Posted by: Darrick | 10/20/2006 at 11:10 AM
I would oppose tampering with the "best interest of the child" statute too, if that was in fact the way it operated. However, I don't see that as being done. I've witnessed many custody situations in which the "best interest" is overlooked. Decisions made by the FOC based on lies made by the mother that are simply relied on instead of some form of investigation taking place. To say that the mother is the best choice for those reasons stated by Chris Campbell isn't saying anything about the child. A child needs to have a loving, stable home to live and be raised in...not a maid. I find it difficult to digest that the justification about not giving custody to the father is because he may not cook and clean as much as the mother. Especially when in many homes today, both parents provide for the home and child equally.
If the "best interest" is truly the focus of custody decisions, how can it be justified to let a mother move to another state with their child? How do the courts justify placing a child in a negative environment, especially when the proof, while not directed at the child, is in plain sight for the courts to see? How is it that mothers are continually given custody of the children when it's apparent that the father would provide better a better living arrangment and upbringing? Aren't we encouraging stereotypes for our children to see that men and women are to be placed in specific roles in life instead of promoting equality?
I don't necessarily agree with 50/50 split of custody either because I don't think it's stable for the child; being uprooted every month, week, etc doesn't seem to be the best approach to having a balance life. I believe that both parents need to be involved in the lives of their children but, with the way that the courts are operating at this time, they're encouraging parenting by one person, typically the mother, and the other becomes more of an observer in their child's life. I also have difficulty in believing that every mother deserves custody of their child simply because she does housework. I feel that there needs to be some form of change.
I'm a law student, my goal is to be a judge one day, but the more I see cases like I've seen lately, the more I feel defeated before I even begin in the outside world.

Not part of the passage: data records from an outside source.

PR #282, opened 2024-12-05
Fix code output tags detection

dgtm777:
Changed the regex to detect code-output blocks
Fix bug with code input blocks
Fix setting up code tags through command line


nemo_inspector/callbacks/__init__.py
```diff
@@ -97,8 +107,16 @@ def set_config(cfg: InspectorConfig) -> None:
         "examples_type": [UNDEFINED, RETRIEVAL] + examples_types,
         "retrieval_field": [""],
     }
-    conf_path = config['nemo_inspector']['prompt_config'] if config['nemo_inspector']['prompt_config'] else ""
-    template_path = config['nemo_inspector']['prompt_template'] if config['nemo_inspector']['prompt_config'] else ""
+    conf_path = (
```
Kipok, line 110: can you reuse `load_config` from prompt/utils?

Kipok (approved):

PR #288, opened 2024-12-11
Handle dependencies for tasks that are finished 

Kipok:
Previously if you use run_after with some experiment that's already finished, job submission would fail. Now it would raise a warning instead, since it's very common for resuming long workflows to start from a middle task. This allows us to skip modifying code to remove run_after arguments for such cases


titu1994 (approved):
Seems good!

PR #292, opened 2024-12-12
Improve random seed handling in generate

Kipok:
1. Add a new argument to specify list of seeds (useful for rerunning jobs that partially failed)
2. Add random_seed as formatting argument for pre/post process cmd to allow customization per job
3. Add pre/post process cmd to run_cmd to have unified interface with other scripts


gwarmstrong (approved):
LGTM

PR #293, opened 2024-12-12
Change llm judge to rm/generate interface

Kipok:


nemo_skills/inference/llm_math_judge.py
```diff
@@ -31,12 +31,24 @@
...
+    output_file: str | None = None  # Where to save the generations if `input_file` is provided
+    # Can specify an input directory, where the file will be inferred output.jsonl if no seed
+    # is provided, and output-rs{{seed}}.jsonl. This pattern is used to match the output files from
+    # the `generate` pipeline
+    input_dir: str | None = None
+    # Where to save the generations (with the identical file name) if `input_dir` is provided
+    output_dir: str | None = None
+    # Used to identify the input file if `input_dir` is provided. If `random_seed` is not provided,
+    # the input will be assumed to be from 'greedy' generation
+    random_seed: str | None = None
```
gwarmstrong, line 51: Why str? Int's should be nullable, but you might have to use `null` from cmdline instead of `None`. Perplexity example [here](https://www.perplexity.ai/search/can-you-have-optional-ints-tha-GRqF2xPaQme7_aj3p_ffTw#0).

gwarmstrong (approved):
Largely LGTM. One minor comment.

nemo_skills/inference/llm_math_judge.py
Kipok: just copied whatever was in the reward model script without checking. Let me update both

Kipok: on a second thought, let me keep it as is for now - I think eventually we should move this parameter out of here to the pipeline part

PR #296, opened 2024-12-16
MAINT revert some changes leading to job instability

gwarmstrong:
* adds back exclusive flag until a fix for overlapping jobs can be patched in
* adds gpus per node flag, assuming we generally care that allocated GPUs are on the same node. If not set, GPUs can be given from across multiple nodes.

### DIFF
--- a/nemo_skills/pipeline/utils.py
+++ b/nemo_skills/pipeline/utils.py
@@ -664,6 +664,18 @@ def get_executor(
     else:
         timeout = cluster_config["timeouts"][partition]
 
+    srun_args = [
+        "--no-container-mount-home",
+        "--overlap",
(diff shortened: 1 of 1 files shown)


Kipok (approved):

nemo_skills/pipeline/utils.py
```diff
@@ -684,6 +685,7 @@ def get_executor(
             # we need to be explicit about this in srun as commands might need to run in parallel
             f"--ntasks={tasks_per_node * num_nodes}",
             f"--nodes={num_nodes}",
+            f"--gpus-per-node={gpus_per_node}",
```
Kipok, line 688: Please add the same check as in line 679 here as some clusters don't support this parameter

Posted by: April M | 10/31/2006 at 12:49 PM
April you have correctly observed that the current system does not attempt to look out for the best interest of the children. The evalution system is broken and needs to be replaced with what science already knows, the best parent is both parents as close to equal as possible. It is wrong to assume that children would do worse if they had to go between two homes equally since research shows that children do worse when they don't spend more equal time with both parents. If a child is in a standard custody arrangement they already are going between two homes/parents and would have less custody exchanges with more stable homes under equally shared parenting if the parents so desire. Also remember parents have the option to agree on their own arrangements under HB 5267 but neither can deny the right of their children to spend equal time with both fit parents.